### Work request
Look through the records below for lines containing the string "including", and report how many there are, nothing else.

### Collected data
──────
PR #313, opened 2021-04-29
Add Heavy square code to generators

nahumsa:
Related to #150.

Added implementation of [heavy hex](https://journals.aps.org/prx/abstract/10.1103/PhysRevX.10.011022), the input is the code distance, d. In the implementation I chose to add nodes referring to each type of qubit used in the Heavy Hex Code (data, syndrome, and flag) which _may cause the node order to be confusing_, but that was the best way that I figure out how to implement.


src/generators.rs
```diff
@@ -983,6 +983,139 @@ pub fn directed_grid_graph(
...
+            graph.add_edge(nodes_data[i * d + j], *flag, py.None());
+            graph.add_edge(*flag, nodes_data[i * d + j + 1], py.None());
+        }
+    }
+
+    // connect data and syndromes
+    for (i, syndrome_chunk) in nodes_syndrome.chunks(d).enumerate() {
+        if i % 2 == 0 {
+            graph.add_edge(
+                nodes_data[(i + 1) * d - 1],
```
ecpeterson, line 1058: This is correct, but it's written in a way I find less legible. This intends the last (i.e., `d-1`st) qubit in the `i`th column, which I'd prefer to describe as `i * d + (d - 1)`.

src/generators.rs
```diff
@@ -983,6 +983,139 @@ pub fn directed_grid_graph(
...
+                syndrome_chunk[syndrome_chunk.len() - 1],
+                py.None(),
+            );
+            graph.add_edge(
+                syndrome_chunk[syndrome_chunk.len() - 1],
+                nodes_data[(i + 2) * d - 1],
```
ecpeterson, line 1064: Same complaint here. I think the others are safe.

src/generators.rs
```diff
@@ -983,6 +983,139 @@ pub fn directed_grid_graph(
     })
 }
 
+/// Generate an undirected heavy square graph.
```
ecpeterson, line 986: I think it would benefit the reader a lot to inclue (1) a reference to the paper (e.g., Fig 6 of https://arxiv.org/pdf/1907.09528.pdf ) and (2) an ASCII diagram. Here's my attempt at artistry:

```
...       S   ...
   \     / \
... D   D   D ...
    |   |   |
... F-S-F-S-F-...
    |   |   |
... D   D   D ...
    |   |   |
... F-S-F-S-F-...
    |   |   |
    .........
    |   |   |
... D   D   D ...
     \ /     \
...   S       ...
```

ecpeterson (approved):
Rust is not my native language, so I have no comments about style, but the QEC-related stuff is all correct. I did leave some comments about legibility of intent.

ecpeterson:
Oh, one other comment: there is a variant of the heavy square lattice (see Fig 10.b, right-hand side) whose edge case handling (lines 1054-1075 in the present PR) is a bit different. No comment on whether it's worth including as an option, but it is definitely worth mentioning in the docstring.

src/generators.rs
ecpeterson: There is a variant of the heavy square lattice (see Fig 10.b, right-hand side) whose edge case handling (lines 1054-1075 in the present PR) is a bit different. No comment on whether it's worth including as an option, but it is definitely worth mentioning in the docstring.

src/generators.rs
```diff
@@ -983,6 +983,139 @@ pub fn directed_grid_graph(
...
+///
```
ecpeterson, line 987: There is a variant of the heavy square lattice (see Fig 10.b, right-hand side) whose edge case handling (lines 1054-1075 in the present PR) is a bit different. No comment on whether it's worth including as an option, but it is definitely worth mentioning in the docstring.

src/generators.rs
nahumsa: Thanks for pointing this out. I'll change it to be more legible.

src/generators.rs
nahumsa: Sure, that makes sense. I'll include both.

src/generators.rs
nahumsa: Do you have any suggestion how this can be mentioned in the docstring?

ecpeterson: The only important thing is to bring to the reader's attention that there is another variant and to disambiguate which you mean. So, something like:

```
NOTE: This function generates the four-frequency variant of the heavy square code. See Fig 10.b left of /1907.09528 , and compare Fig 10.b right.
```

nahumsa: The note was added on [`60a150b`](https://github.com/Qiskit/retworkx/pull/313/commits/60a150b0292713220e21a5d00d00935b736fdab9).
──────
### Response below
3